QUE PAÍS É ESTE - Uma das marcas registradas da Legião Urbana junto com "Geração Coca-Cola", escrita em 1978 para o então Aborto Elétrico e, mais tarde, incorporada definitivamente ao repertório da Legião. Com seu ritmo tribal e seus três acordes, foi a música de abertura de virtualmente todas as apresentações ao vivo da banda, também por ser ideal para auxiliar na passagem do equilíbrio do PA (power amplification) e do som no palco. Seu refrão (com direito a ô, ô, ô, ô e participação do público) é simples, direto e eficaz. Nunca foi gravada antes porque sempre havia a esperança de que algo iria realmente mudar no país, tornando-se então a música totalmente obsoleta. Isto não acontece e ainda é possível se fazer a pergunta do título, sem erros. Jimmy Page dizia que o bom do rock é que não se aprende na escola. Outros atacam: "para ser roqueiro basta pendurar uma guitarra no pescoço e sair por aí, fazendo a música mais primária do mundo." Oras, mas é este mesmo o espírito da coisa! O Ataque continua: "O rock é isso mesmo, um bate-estaca, a coisa mais elementar que existe, mais primitiva, menos inventiva que pode acontecer. O rock não é novidade, é uma imposição, é uma ditadura. É um sistema estético com a intenção de embotar a cabeça do jovem. Sim, porque se você fica com aquele bate-estaca na cabeça o dia inteiro, você se esquece da realidade que o cerca, de coisas realmente importantes." Dois apartes aqui. Realmente rock pode não ser novidade já que é uma forma musical que nasce em 1955, não tem mais de trinta anos, portanto. Bate-estaca ou não, juvenil ou não, preste atenção à letra de "Que País é Este". Não nos parece coisa de gente que esqueceu a realidade que a cerca. Comparar rock com ditadura? Que país é este? Quem é Jimmy Page?

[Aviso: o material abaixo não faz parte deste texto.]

PR #318292, opened 2026-05-26
fix: disable breadcrumb path copy without symbols

### LINKED ISSUE #286240: `Copy Breadcrumb Path` doesn't do anything when you're not focused on a symbol
While testing https://github.com/microsoft/vscode/issues/285956, I noticed that if I open a file from the explorer, right-click the tab, and then select `Copy Breadcrumbs Path`, it will simply no-op. Or if I open a file that doesn't support symbol breadcrumbs (e.g. GitHub Action workflows, without the proper extensions installed?), then regardless where I put my cursor, the `Copy Breadcrumbs Path` doesn't do anything.

This behavior kind of makes sense, but since the command name doesn't mention it's specific to symbols, and the breadcrumb can display a nested folder/file structure, I could imagine it being slightly confusing to some users when/why this actually works. But in practice, maybe no one would ever notice?

That said, I just raise it for conversation, since I don't feel strongly about the issue being a priority. But maybe we could discuss disabling it when there's no symbol selection?

SpencerJung:
## Related Issue

Closes #286240

## Summary

Disable the `Copy Breadcrumbs Path` command unless the active breadcrumbs contain an actual symbol path.

The command previously stayed enabled for file-only breadcrumbs or placeholder symbol breadcrumbs and then silently returned without copying anything. This adds a breadcrumbs context key that is true only when at least one real outline breadcrumb is present, so the command/menu item is unavailable when it would be a no-op.

## How to Test

1. Open a file that has no symbol breadcrumb selection.
2. Right-click the editor tab.
3. Verify `Copy Breadcrumbs Path` is disabled/hidden while `Copy Path` and `Copy Relative Path` remain available.
4. Open a file with symbol breadcrumbs and place the cursor inside a symbol.
5. Verify `Copy Breadcrumbs Path` is available and still copies the symbol breadcrumb path.

## Community Rules Review

- `CONTRIBUTING.md` reviewed; it points code contributors to the VS Code wiki.
- `.github/pull_request_template.md` reviewed and included above.
- VS Code wiki reviewed: CLA required, one PR per issue, linked issue, small changes, coding guidelines, and tests whenever possible.
- CI reviewed: `.github/workflows/pr.yml` targets `main` and runs Compile & Hygiene plus Linux/macOS/Windows test workflows.
- Base branch: `main`, confirmed via `gh repo view microsoft/vscode --json defaultBranchRef`.

### Dependency Setup

- `bun install`: attempted; failed building `@vscode/sqlite3` because local Windows environment lacks Visual Studio C++ Build Tools.
- Fallback: `npm install --ignore-scripts` succeeded for static tooling; generated `package-lock.json` diff was restored before code changes.
- Environment note: repository `.nvmrc` expects Node `22.22.1`; local Node is `24.14.0`.

### Tests

- `node test/unit/browser/index.js --grep "Breadcrumb"`: runner completed with exit code 0 after installing Playwright browsers, but reported `0 passing`, so no matching automated test executed.
- `bun test --bail`: unavailable for this repo setup; Bun starts `test/monaco/monaco.test.ts` and fails resolving `chai` before reaching this change.

### Type Check

- `npm run compile-check-ts-native`: passed.
- LSP diagnostics for `src/vs/workbench/browser/parts/editor/breadcrumbsControl.ts`: no diagnostics.
- `bun run typecheck`: unavailable because VS Code root `package.json` has no `typecheck` script.

### Build

- `bun run build`: unavailable because VS Code root `package.json` has no `build` script.
- Official VS Code build/CI equivalent is Compile & Hygiene in `.github/workflows/pr.yml`; local full build was not run because native dependency installation failed without Visual Studio C++ Build Tools.

### Diff Summary

```text
src/vs/workbench/browser/parts/editor/breadcrumbsControl.ts | 15 ++++++++++++---
1 file changed, 12 insertions(+), 3 deletions(-)
```

## Checklist

- [x] Base branch is `main`
- [x] Associated issue is linked
- [x] All feasible verification checks attempted; unavailable checks documented with reason
- [x] Commits split if >=3 files changed (single-file change)
- [x] No unintended schema or lockfile regeneration

### DIFF
--- a/src/vs/workbench/browser/parts/editor/breadcrumbsControl.ts
+++ b/src/vs/workbench/browser/parts/editor/breadcrumbsControl.ts
@@ -237,10 +237,12 @@ export class BreadcrumbsControl {
 	static readonly CK_BreadcrumbsPossible = new RawContextKey('breadcrumbsPossible', false, localize('breadcrumbsPossible', "Whether the editor can show breadcrumbs"));
 	static readonly CK_BreadcrumbsVisible = new RawContextKey('breadcrumbsVisible', false, localize('breadcrumbsVisible', "Whether breadcrumbs are currently visible"));
 	static readonly CK_BreadcrumbsActive = new RawContextKey('breadcrumbsActive', false, localize('breadcrumbsActive', "Whether breadcrumbs have focus"));
+	static readonly CK_BreadcrumbsSymbolPath = new RawContextKey('breadcrumbsSymbolPath', false, localize('breadcrumbsSymbolPath', "Whether breadcrumbs contain a symbol path"));
 
 	private readonly _ckBreadcrumbsPossible: IContextKey<boolean>;
 	private readonly _ckBreadcrumbsVisible: IContextKey<boolean>;
 	private readonly _ckBreadcrumbsActive: IContextKey<boolean>;
+	private readonly _ckBreadcrumbsSymbolPath: IContextKey<boolean>;
 
 	private readonly _cfUseQuickPick: BreadcrumbsConfig<boolean>;
 	private readonly _cfShowIcons: BreadcrumbsConfig<boolean>;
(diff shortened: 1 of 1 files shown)


dmitrivMS:
This has been done by https://github.com/microsoft/vscode/pull/318042

PR #315184, opened 2026-05-08
Fix dismissibility of completed progress notifications after progress completion

DhineshPonnarasan:
Fixes #314963

## Summary

Completed progress notifications could remain visible but non-dismissible in Notification Center:

* row close action did not reappear
* Clear All stayed disabled
* `notifications.clearAll` skipped these notifications

## Root Cause

`NotificationViewItem.hasProgress` treated the existence of a progress object as active progress, even after `done()`.

Several Notification Center behaviors interpret `hasProgress` as "progress currently active", including dismissal affordances and Clear All enablement.

## Fix

* Treat completed progress as non-active in `hasProgress`
* Refresh notification rows on the progress completion transition so dismissal affordances are recalculated
* Add regression tests for model and Notification Center behavior
* Document `done()` lifecycle semantics in notification progress API comments

## Validation

* `npm run compile-check-ts-native`
* `scripts/test.bat src/vs/workbench/test/common/notifications.test.ts src/vs/workbench/test/browser/notificationsList.test.ts`

  * 10 passing

## Notes

This keeps invalidation limited to the completion transition and avoids full row relayout during incremental progress updates.

---

@bpasero could you please take a look when you have time?

Happy to incorporate any feedback including additional tests, refinements or scope adjustments if needed.

PR #318319, opened 2026-05-26
fix(notifications): show close button after progress notification completes

### LINKED ISSUE #314963: Notification close button hidden and "Clear All" disabled after progress notification completes
## Summary

After an extension's progress notification finishes (i.e. `progress.done()` is called internally), the notification that remains visible in the Notification Center exhibits two broken behaviors:

1. The **close (×) button is not shown** on the notification row — there is no way to dismiss it individually.
2. The **"Clear All Notifications" button is disabled**, and the `notifications.clearAll` command silently skips the notification.

## Steps to Reproduce

1. Use any extension that creates a `ProgressLocation.Notification` progress notification and leaves it visible after the operation completes (e.g. extensions like Gradle for Java, Dev Containers, or any extension using `vscode.window.withProgress({ location: vscode.ProgressLocation.Notification })`).
2. Wait for the operation to finish (the progress bar completes/disappears).
3. Open the Notification Center (`Ctrl+K Ctrl+Shift+N`).
4. Observe: the notification row has **no close (×) button**.
5. Observe: the **"Clear All Notifications" toolbar button is greyed out**.
6. Run `notifications.clearAll` from the Command Palette — the completed-progress notification is **not dismissed**.

## Expected Behavior

Once progress completes (`done()` is called), the notification should behave like any other standard notification:
- The close (×) button should appear.
- "Clear All Notifications" should be enabled and should dismiss it.

## Root Cause

`INotificationViewItem.hasProgress` (in `src/vs/workbench/common/notifications.ts`) is implemented as:

```typescript
get hasProgress(): boolean {
    return !!this._progress; // BUG: _progress is never nulled out after done()
}
```

`_progress` is a lazily-created object that, once instantiated, is **never set back to `null`**, even after `progress.done()` is called. As a result, `hasProgress` permanently returns `true` for any notification that ever had progress.

This getter is used in at least three places that all misbehave:

**1. Close button hidden** (`notificationsViewer.ts`):
```typescript
// Close (unless progress is showing)
if (!notification.hasProgress) {   // ← always false after any progress
    actions.push(NotificationTemplateRenderer.closeNotificationAction);
}
```

**2. "Clear All" disabled** (`notificationsCenter.ts`):
```typescript
clearAllAction.enabled = this.model.notifications.some(notification => !notification.hasProgress);
// ← if all notifications had progress, enabled is always false
```

**3. `clearAll()` skips the notification** (`notificationsCenter.ts`):
```typescript
if (!notification.hasProgress) {   // ← false, so close() is never called
    notification.close();
}
```

**Note:** The `sticky` getter in the same file already handles this correctly:
```typescript
(this._progress && !this._progress.state.done) // only sticky while progress is running
```

## Proposed Fix

**Step 1** — Fix the root cause in `src/vs/workbench/common/notifications.ts`:

```typescript
get hasProgress(): boolean {
    return !!this._progress && !this._progress.state.done;
}
```

**Step 2** — Trigger a toolbar re-render when progress completes, in `src/vs/workbench/browser/parts/notifications/notificationsViewer.ts`:

```typescript
case NotificationViewItemContentChangeKind.PROGRESS:
    this.renderProgress(notification);
    this.renderActions(notification); // add this: refresh close button visibility
    break;
```

Without Step 2, even with Step 1 fixed, the close button won't appear in the toolbar until the next full list re-render (e.g. scrolling), because the `PROGRESS` content change event handler only calls `renderProgress()` and not `renderActions()`.

## Affected Files

- `src/vs/workbench/common/notifications.ts` — `hasProgress` getter (root cause)
- `src/vs/workbench/browser/parts/notifications/notificationsViewer.ts` — close button render logic, PROGRESS event handler
- `src/vs/workbench/browser/parts/notifications/notificationsCenter.ts` — `clearAllAction.enabled`, `clearAll()`

- VS Code Version: latest `main`
- OS: Windows / macOS / Linux (platform-independent)

SpencerJung:
## Related Issue
Closes #314963

## Summary
After a progress notification completes (`progress.done()` is called), the notification's `hasProgress` getter still returned `true` because `_progress` was never nulled out. This caused three broken behaviors:

1. The close (×) button was hidden on the notification row
2. The "Clear All Notifications" button was disabled
3. The `notifications.clearAll` command silently skipped the notification

## Changes
- **notifications.ts**: Fixed `hasProgress` getter to check `!!this._progress && !this._progress.state.done` (matching the existing `sticky` getter logic)
- **notificationsViewer.ts**: Added `this.setInput(notification)` call on `PROGRESS` content change events so the toolbar actions (including close button visibility) are re-rendered when progress completes

## Verification Evidence
- `npm run compile-check-ts-native`: PASSED (no TypeScript errors)

## Checklist
- [x] Base branch is main
- [x] All feasible verification checks attempted
- [x] No unintended schema or lockfile changes

### DIFF
--- a/src/vs/workbench/browser/parts/notifications/notificationsViewer.ts
+++ b/src/vs/workbench/browser/parts/notifications/notificationsViewer.ts
@@ -412,6 +412,7 @@ export class NotificationTemplateRenderer extends Disposable {
 					break;
 				case NotificationViewItemContentChangeKind.PROGRESS:
 					this.renderProgress(notification);
+					this.setInput(notification);
 					break;
 				case NotificationViewItemContentChangeKind.MESSAGE:
 					this.renderMessage(notification, messageCustomHover);
--- a/src/vs/workbench/common/notifications.ts
+++ b/src/vs/workbench/common/notifications.ts
@@ -617,7 +617,7 @@ export class NotificationViewItem extends Disposable implements INotificationVie
 	}
 
 	get hasProgress(): boolean {
-		return !!this._progress;
+		return !!this._progress && !this._progress.state.done;
 	}
 
 	get progress(): INotificationViewItemProgress {


dmitrivMS:
https://github.com/microsoft/vscode/pull/315184 is a better fix

PR #318369, opened 2026-05-26
Fix session folder URI for non-git folders

sandy081:
Fixes session jumping between 'unknown folder' and real folder in Copilot CLI sessions when the working directory has no git repository.

**Root cause**: `CopilotChatSessionsProvider._buildWorkspace` only used `repositoryPath` metadata, falling back to `unknown:///` for non-git folders. The `workingDirectoryPath` metadata was already being set but never used.

**Changes**:
- `_extractRepositoryFromMetadata`: Extract `folderUri` from `workingDirectoryPath` when `repositoryPath` is not available
- `_buildWorkspace`: Use `repoUri ?? folderUri ?? unknown:///` for root URI, and only create `gitRepository` object when a real git repo exists

This ensures non-git folders display correctly in the sessions view with proper workspace URIs.


Monrother:
@sandy081 Why this is closed? I guess it can help solve #319379 and #318501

CONEXÃO AMAZÔNICA - Mais bate-estaca. E dos bons. Assim como "Que País é Este" abriu caminho para temas mais tarde utilizados nas letras do grupo (principalmente no primeiro LP), "Conexão Amazônica", de 1980, definiu a sonoridade característica de grande parte das músicas da Legião Urbana: um ritmo esparso, quase marcial, repetido como um mantra elétrico sobre o qual é feito uma variação vocal e instrumental (guitarras e efeitos diversos). Bate-estaca! Esta continua proibida até hoje pela censura por causa da temática. Lembrando que discutir Freud e Jung em mesas de bar acontecia realmente naqueles tempos (pelo menos em Brasília) e que o tema da música está hoje em todos os jornais e, pasmem, até nas novelas! Gente, até em chamadas no horário infantil (aquele anúncio do pó). Bem, alimento pra cabeça nunca vai matar a fome de ninguém, mesmo. E daqui passamos para:
TÉDIO (COM UM T BEM GRANDE PRA VOCÊ) - A terceira música da época em que Renato Russo tinha o Aborto Elétrico (muda o nome desse conjunto, meu filho). Sempre quisemos ter uma música entre parênteses. Algo como "(I can't Get No) Satisfaction" ou então "(Baby, I'm On) Fire". Faz parte da primeira leva: é de 1979 e totalmente boba. Gravada em primeiro take é ótima para festas e uma espécie de hino dos punks de Brasília naquela época, Os mais modernos podem cantar Césio com um C, se desejarem. Só não foi incluída no primeiro disco porque achamos que deveríamos falar sobre coisas mais sérias. Soldados, por exemplo. Na verdade foi porque o Biquíni Cavadão já tinha gravado uma música com o mesmo nome.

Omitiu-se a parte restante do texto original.